Penn Engineers have developed a system that lets robots see around corners using radio waves processed by AI, a capability that could improve the safety and performance of driverless cars as well as robots operating in cluttered indoor settings like warehouses and factories.
The system, called HoloRadar , enables robots to reconstruct three-dimensional scenes outside their direct line of sight, such as pedestrians rounding a corner. Unlike previous approaches to non-line-of-sight (NLOS) perception that rely on visible light, HoloRadar works reliably in darkness and under variable lighting conditions.
"Robots and autonomous vehicles need to see beyond what's directly in front of them," says Mingmin Zhao , Assistant Professor in Computer and Information Science (CIS) and senior author of a paper describing HoloRadar , presented at the 39th annual Conference on Neural Information Processing Systems (NeurIPS). "This capability is essential to help robots and autonomous vehicles make safer decisions in real time."
Turning Walls Into Mirrors
At the heart of HoloRadar is a counterintuitive insight into radio waves. Compared to visible light, radio signals have much longer wavelengths, a property traditionally seen as a disadvantage for imaging because it limits resolution. Zhao's team realized that, for peering around corners, those longer wavelengths are actually an advantage.
"Because radio waves are so much larger than the tiny surface variations in walls," says Haowen Lai , a doctoral student in CIS and co-author of the new paper, "those surfaces effectively become mirrors that reflect radio signals in predictable ways."
In practical terms, this means that flat surfaces like walls, floors and ceilings can bounce radio signals around corners, carrying information about hidden spaces back to a robot. HoloRadar captures these reflections and reconstructs what lies beyond direct view.

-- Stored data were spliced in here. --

PR #325, opened 2022-01-07
Adds support for State Store Query Alpha API

### LINKED ISSUE #296: add support for statestore query API
This feature is implemented in dapr runtime: dapr/dapr#3662

It should be available via the SDK

berndverst:
# Description

Adds support for State Store Query Alpha API

## Issue reference

Closes #296 

## Checklist

* [x] Code compiles correctly
* [x] Created/updated tests


berndverst:
@dmitsh can you review to make sure this looks good from a Query API perspective? I followed the Go SDK implementation closely.

berndverst:
FYI @wcs1only  -- validation tests are expected to fail in GitHub Actions because the 1.5.1 sidecar does not return the correct data. The sidecar needs to be manually built from master at this time.

dmitsh (approved):

wcs1only:
> FYI @wcs1only -- validation tests are expected to fail in GitHub Actions because the 1.5.1 sidecar does not return the correct data. The sidecar needs to be manually built from master at this time. This is expected to work once the 1.6.0 rc is live.

This might be a good case for having beta builds.

berndverst:
FYI nothing changed here -- I just rebased against master so that the Protobuff changes were no longer included in this PR

dapr/clients/grpc/_response.py
```diff
@@ -469,6 +469,110 @@ def items(self) -> Sequence[BulkStateItem]:
...
+    def __init__(
+            self,
+            key: str,
+            value: bytes,
+            etag: str = '',
+            error: str = ''):
+        """Initializes QueryResponseItem item from :obj:`runtime_v1.QueryStateItem`.
+
+        Args:
+            key (str): query reponse item's key.
```
paulyuk, line 491:
```suggestion
            key (str): query response item's key.
```

dapr/clients/grpc/_response.py
```diff
@@ -469,6 +469,110 @@ def items(self) -> Sequence[BulkStateItem]:
...
+            value (bytes): query reponse item's data.
```
paulyuk, line 492:
```suggestion
            value (bytes): query response item's data.
```

dapr/clients/grpc/_response.py
```diff
@@ -469,6 +469,110 @@ def items(self) -> Sequence[BulkStateItem]:
...
+            etag (str): query reponse item's etag.
```
paulyuk, line 493:
```suggestion
            etag (str): query response item's etag.
```

dapr/clients/grpc/_response.py
```diff
@@ -469,6 +469,110 @@ def items(self) -> Sequence[BulkStateItem]:
...
+
+
+class QueryResponse(DaprResponse):
+    """The response of state store query API.
+
+    This inherits from DaprResponse
+
+    Attributes:
+        results (Sequence[QueryResponseItem]): the query results.
+        token (str): query reponse token for pagination.
```
paulyuk, line 537:
```suggestion
        token (str): query response token for pagination.
```

dapr/clients/grpc/_response.py
```diff
@@ -469,6 +469,110 @@ def items(self) -> Sequence[BulkStateItem]:
...
+            self,
+            results: Sequence[QueryResponseItem],
+            token: str = '',
+            metadata: Dict[str, str] = dict(),
+            headers: MetadataTuple = ()):
+        """Initializes QueryResponse from :obj:`runtime_v1.QueryStateResponse`.
+
+        Args:
+            results (Sequence[QueryResponseItem]): the query results.
+            token (str): query reponse token for pagination.
```
paulyuk, line 551:
```suggestion
            token (str): query response token for pagination.
```

dapr/clients/grpc/client.py
```diff
@@ -461,6 +462,73 @@ def get_bulk_state(
...
+                pagination token and results of the query
+        """
+
+        if not store_name or len(store_name) == 0 or len(store_name.strip()) == 0:
+            raise ValueError("State store name cannot be empty")
+        req = api_v1.QueryStateRequest(
+            store_name=store_name,
+            query=query,
+            metadata=states_metadata)
+        response, call = self._stub.QueryStateAlpha1.with_call(req)
```
paulyuk, line 514: Q do we ever do async await patterns for SDK calls that could take a while?

paulyuk: Actually that seems out of scope but requested here: https://github.com/dapr/python-sdk/issues/90

paulyuk (commented):
Looks like a very thorough add of the feature plus example plus tests.

dapr/clients/grpc/client.py
berndverst: I'm keeping this consistent for now. Making everything async/await will be a different effort. It also makes testing a little harder :)

dapr/clients/grpc/client.py
```diff
@@ -459,6 +460,73 @@ def get_bulk_state(
             items=items,
             headers=call.initial_metadata())
 
+    def query_state_alpha1(
```
wcs1only, line 463: We had a chat about this offline. By appending alpha1(), we're basically forcing the user to do a code migration when this feature goes out of preview. In the ideal case, we'd hope that there aren't breaking changes from alpha1 -> release. In this scenario we'd have unnecessarily forced early adopters to change their code once the feature became release.

I propose we call the interface query_state, and simply include a warn() that this is an alpha feature, which we can simply remove when the final API goes to release, provided there are no changes

dmitsh: I had voiced same concerns with regards to go-sdk and other SDKs, but unfortunately wasn't able to persuade the maintainers.

wcs1only (approved):
LGTM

"It's similar to how human drivers sometimes rely on mirrors stationed at blind intersections," says Lai. "Because HoloRadar uses radio waves, the environment itself becomes full of mirrors, without actually having to change the environment."

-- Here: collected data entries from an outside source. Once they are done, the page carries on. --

Issue #324, opened 2022-01-04
Deprecate gRPC metadata API field


wcs1only:
## Describe the proposal

In the early days of the dapr-python SDK we exposed gRPC metadata as an option parameter on each API call. This was before we had created the concept of Dapr metadata, so now we have a hugely confusing collision in terms, and in our own documentation: (See #299, #317). As I understand it, the only reason for exposing gRPC metadata was to allow the API token header. We've created a generic interceptor for the API token header, so there is really no use case that we're aware of for gRPC metadata. 

I propose deprecating and removing this field from the API with deprecation in 1.5 and removal in 1.7.

paulyuk:
@wcs1only I'm happy to pick this up

paulyuk:
I reviewed the situation.  I agree with this.
- there is a real issue where this param gets used by mistake to pass Dapr metadata (e.g. TTL) and users report issues
- the main scenario for gRPC metadata is to path metadata for auth to be interpreted by the server.  In this case Dapr is the runtime and we cannot think of other metadata that needs to pass through.  
-
I'm just reviewing this with a few other heavy gRPC users.. and then will create PR.

sahibble:
Hi, I have been using the python SDK recently with Dapr version 1.5.1 and have noticed I am getting these metadata deprecation warnings despite not passing in a metadata argument to any of the DaprClient methods.

I have had a look and I believe that some of the methods such as invoke_binding have a default empty tuple argument being passed in. 
```python
    def invoke_binding(
            self,
            binding_name: str,
            operation: str,
            data: Union[bytes, str],
            binding_metadata: Dict[str, str] = {},
            metadata: Optional[MetadataTuple] = ()) -> BindingResponse:
```
However it checks to see if metadata is not None which fails when the metadata is its default argument. 
```python
        if metadata is not None:
            warn('metadata argument is deprecated. Dapr already intercepts API token headers '
                 'and this is not needed.', DeprecationWarning, stacklevel=2)
```
I propose changing the default argument of metadata to None which would also make it align with some of the other methods.

PR #335, opened 2022-01-12
Add deprecation warnings for unused gRPC metadata

paulyuk:
# Description

In this release we will mark the optional metadata argument as deprecated in all gRPC client method calls.  We do this by raising a warning and updating the documentation.  In several releases the argument will be removed full stop.  

## Issue reference

Please reference the issue this PR will close: #324 

## Checklist

* [x] Code compiles correctly
* [x] Created/updated tests

Tests pass and now reflect the deprecation warning, which is expected until we remove the argument.

### DIFF
--- a/dapr/clients/grpc/client.py
+++ b/dapr/clients/grpc/client.py
@@ -55,6 +55,7 @@ from dapr.clients.grpc._response import (
 
 from urllib.parse import urlencode
 
+from warnings import warn
 
 class DaprGrpcClient:
     """The convenient layer implementation of Dapr gRPC APIs.
@@ -158,9 +159,6 @@ class DaprGrpcClient:
                     method_name='method',
                     data=b'message',
                     content_type='text/plain',
-                    metadata=(
-                        ('header1', 'value1')
-                    ),
                 )
 
                 # resp.content includes the content in bytes.
@@ -178,9 +176,6 @@ class DaprGrpcClient:
                     app_id='callee',
                     method_name='method',
                     data=req_data,
-                    metadata=(
-                        ('header1', 'value1')
-                    ),
                 )
                 # Create protocol buffer object
                 resp_data = dapr_example_v1.CustomResponseMessage()
@@ -197,9 +192,6 @@ class DaprGrpcClient:
                     method_name='method',
                     data=b'message',
                     content_type='text/plain',
-                    metadata=(
-                        ('header1', 'value1')
-                    ),
                     http_verb='POST',
                     http_querystring=(
                         ('key1', 'value1')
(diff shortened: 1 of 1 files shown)


dapr/clients/grpc/client.py
```diff
@@ -215,13 +208,17 @@ def invoke_method(
             method (str): the method name which is called
             data (bytes or :obj:`google.protobuf.message.Message`): bytes or Message for data
                 which will send to id
-            metadata (tuple, optional): custom metadata
+            metadata (tuple, optional, DEPRECATED): custom metadata
```
wcs1only, line 211: So, for service invocation specifically, I think we  need to leave the metadata parameter. Service invocation acts as a pass through for gRPC requests to an arbitrary gRPC/HTTP endpoint running on another service. That arbitrary endpoint might care about what the headers/metadata are. So I think this is the one case where we need to preserve the ability to add arbitrary gRPC metadata. 

In other APIs, we're talking directly to the dapr endpoint, which does not use gRPC metadata, and instead uses a metadata field in the request body itself. Does this distinction make sense?

In the broader sense, we may want to be deprecating the concept of calling an invoke_method endpoint entirely in favor of gRPC/HTTP proxying which we now support. This is however, a much bigger discussion that is probably out of scope of the present effort.

dapr/clients/grpc/client.py
```diff
@@ -269,23 +266,23 @@ def invoke_binding(
...
                 # resp.data includes the response data in bytes.
-                # resp.metadata include the metadata returned from the external system.
 
         Args:
             binding_name (str): the name of the binding as defined in the components
             operation (str): the operation to perform on the binding
             data (bytes or str): bytes or str for data which will sent to the binding
             binding_metadata (dict, optional): metadata for output binding
-            metadata (tuple, optional): custom metadata to send to the binding
+            metadata (tuple, optional, DEPRECATED): custom metadata to send to the binding
```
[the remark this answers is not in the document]
paulyuk: Great idea.  I've updated each arg inline doc to clarify which arg is for Dapr metadata listened to by the component, and which one is the general gRPC.  

For example

`
Args:
            binding_name (str): the name of the binding as defined in the components
            operation (str): the operation to perform on the binding
            data (bytes or str): bytes or str for data which will sent to the binding
            binding_metadata (dict, optional): Dapr metadata for output binding
            metadata (tuple, optional, DEPRECATED): gRPC custom metadata
`

dapr/clients/grpc/client.py
paulyuk: This is a good concern.

I believe and lean to still deprecating this argument full stop, including for service invoke.  We still believe the use case is for informing the host of auth tokens.

I also agree we can't know what developers have already used gRPC metadata for in their own code.  Just for this scenario, and generally, I strongly recommend Dapr users adopt the gRPC and HTTP proxy approach to Service Invoke and do not use the SDK.  There will be much higher fidelity results.

For these reasons I recommend we move forward with the deprecation and monitor the situation after release and after the build warnings kick in.

wcs1only: I accept this reasoning.

wcs1only (approved):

Designed for In-the-Wild Operations
In recent years, other researchers have demonstrated systems with similar capabilities , typically by using visible light. Those systems analyze shadows or indirect reflections, making them highly dependent on lighting conditions. Other attempts to use radio signals have relied on slow and bulky scanning equipment, limiting real-world applications.
"HoloRadar is designed to work in the kinds of environments robots actually operate in," says Zhao. "This system is mobile, runs in real time and doesn't depend on controlled lighting."
HoloRadar augments the safety of autonomous robots by complementing existing sensors rather than replacing them. While autonomous vehicles already use LiDAR, a sensing system that uses lasers to detect objects in the vehicles' direct line of sight, HoloRadar adds an additional layer of perception by revealing what those sensors cannot see, giving machines more time to react to potential hazards.
Processing Radio With AI
A single radio pulse can bounce multiple times before returning to the sensor, creating a tangled set of reflections that are difficult to untangle using traditional signal-processing methods alone.
To solve this problem, the team developed a custom AI system that combines machine learning with physics-based modeling. In the first stage, the system enhances the resolution of raw radio signals and identifies multiple "returns" corresponding to different reflection paths. In the second stage, the system uses a physics-guided model to trace those reflections backward, undoing the mirror-like effects of the environment and reconstructing the actual 3D scene.
"In some sense, the challenge is similar to walking into a room full of mirrors," says Zitong Lan , a doctoral student in Electrical and Systems Engineering (ESE) and co-author of the paper. "You see many copies of the same object reflected in different places, and the hard part is figuring out where things really are. Our system learns how to reverse that process in a physics-grounded way."
By explicitly modeling how radio waves bounce off surfaces, the AI can distinguish between direct and indirect reflections and determine the correct physical locations of a variety of objects, including people.
From the Lab to the Real World
The researchers tested HoloRadar on a mobile robot in real indoor environments, including hallways and building corners. In these settings, the system successfully reconstructed walls, corridors and hidden human subjects located outside the robot's line of sight.
Future work will explore outdoor scenarios, such as intersections and urban streets, where longer distances and more dynamic conditions introduce additional challenges.
"This is an important step toward giving robots a more complete understanding of their surroundings," says Zhao. "Our long-term goal is to enable machines to operate safely and intelligently in the dynamic and complex environments humans navigate every day."
This research was conducted in the Wireless, Audio, Vision and Electronics for Sensing (WAVES) Lab at the University of Pennsylvania School of Engineering and Applied Science, and was supported by the University of Pennsylvania.